Extract all lines in the data that contain the word "ARAnalyticsPapertrail".
=== Data extract ===
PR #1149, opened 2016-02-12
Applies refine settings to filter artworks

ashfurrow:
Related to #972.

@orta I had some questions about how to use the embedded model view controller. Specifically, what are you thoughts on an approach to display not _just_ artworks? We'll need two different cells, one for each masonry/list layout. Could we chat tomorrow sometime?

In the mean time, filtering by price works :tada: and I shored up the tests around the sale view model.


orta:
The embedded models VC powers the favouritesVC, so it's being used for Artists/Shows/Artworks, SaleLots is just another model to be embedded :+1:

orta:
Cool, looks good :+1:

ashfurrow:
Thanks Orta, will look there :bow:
===
=== Data extract ===
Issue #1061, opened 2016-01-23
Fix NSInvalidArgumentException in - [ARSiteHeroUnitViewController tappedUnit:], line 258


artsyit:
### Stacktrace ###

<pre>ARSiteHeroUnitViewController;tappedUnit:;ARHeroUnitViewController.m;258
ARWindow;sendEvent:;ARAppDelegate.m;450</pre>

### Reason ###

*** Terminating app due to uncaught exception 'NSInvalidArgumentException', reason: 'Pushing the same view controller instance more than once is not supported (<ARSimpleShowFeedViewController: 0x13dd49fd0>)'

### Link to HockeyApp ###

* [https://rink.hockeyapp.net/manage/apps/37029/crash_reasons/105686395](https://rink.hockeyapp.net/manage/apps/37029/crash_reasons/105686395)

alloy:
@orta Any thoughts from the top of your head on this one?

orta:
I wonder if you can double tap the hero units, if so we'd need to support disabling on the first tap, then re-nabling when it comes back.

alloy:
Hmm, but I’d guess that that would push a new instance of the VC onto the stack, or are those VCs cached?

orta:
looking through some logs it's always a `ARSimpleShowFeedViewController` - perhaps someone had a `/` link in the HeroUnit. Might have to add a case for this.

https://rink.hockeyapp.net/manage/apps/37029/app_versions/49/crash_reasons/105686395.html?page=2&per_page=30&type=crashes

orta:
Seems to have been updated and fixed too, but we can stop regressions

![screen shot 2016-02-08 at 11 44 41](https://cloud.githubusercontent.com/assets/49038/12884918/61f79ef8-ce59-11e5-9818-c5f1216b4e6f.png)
===
=== Data extract ===
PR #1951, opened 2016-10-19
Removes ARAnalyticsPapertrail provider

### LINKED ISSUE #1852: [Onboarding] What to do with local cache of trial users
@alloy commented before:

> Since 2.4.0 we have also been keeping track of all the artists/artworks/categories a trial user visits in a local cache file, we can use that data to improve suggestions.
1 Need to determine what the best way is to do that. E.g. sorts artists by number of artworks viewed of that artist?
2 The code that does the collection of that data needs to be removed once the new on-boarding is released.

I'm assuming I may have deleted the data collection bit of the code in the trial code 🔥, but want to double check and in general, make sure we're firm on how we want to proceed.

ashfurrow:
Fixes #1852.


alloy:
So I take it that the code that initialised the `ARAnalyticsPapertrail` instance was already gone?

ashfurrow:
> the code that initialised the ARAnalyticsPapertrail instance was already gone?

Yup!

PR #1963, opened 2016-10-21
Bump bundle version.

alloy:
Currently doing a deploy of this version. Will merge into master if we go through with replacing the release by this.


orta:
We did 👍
===
= Answer for the task =
Removes ARAnalyticsPapertrail provider
So I take it that the code that initialised the `ARAnalyticsPapertrail` instance was already gone?
> the code that initialised the ARAnalyticsPapertrail instance was already gone?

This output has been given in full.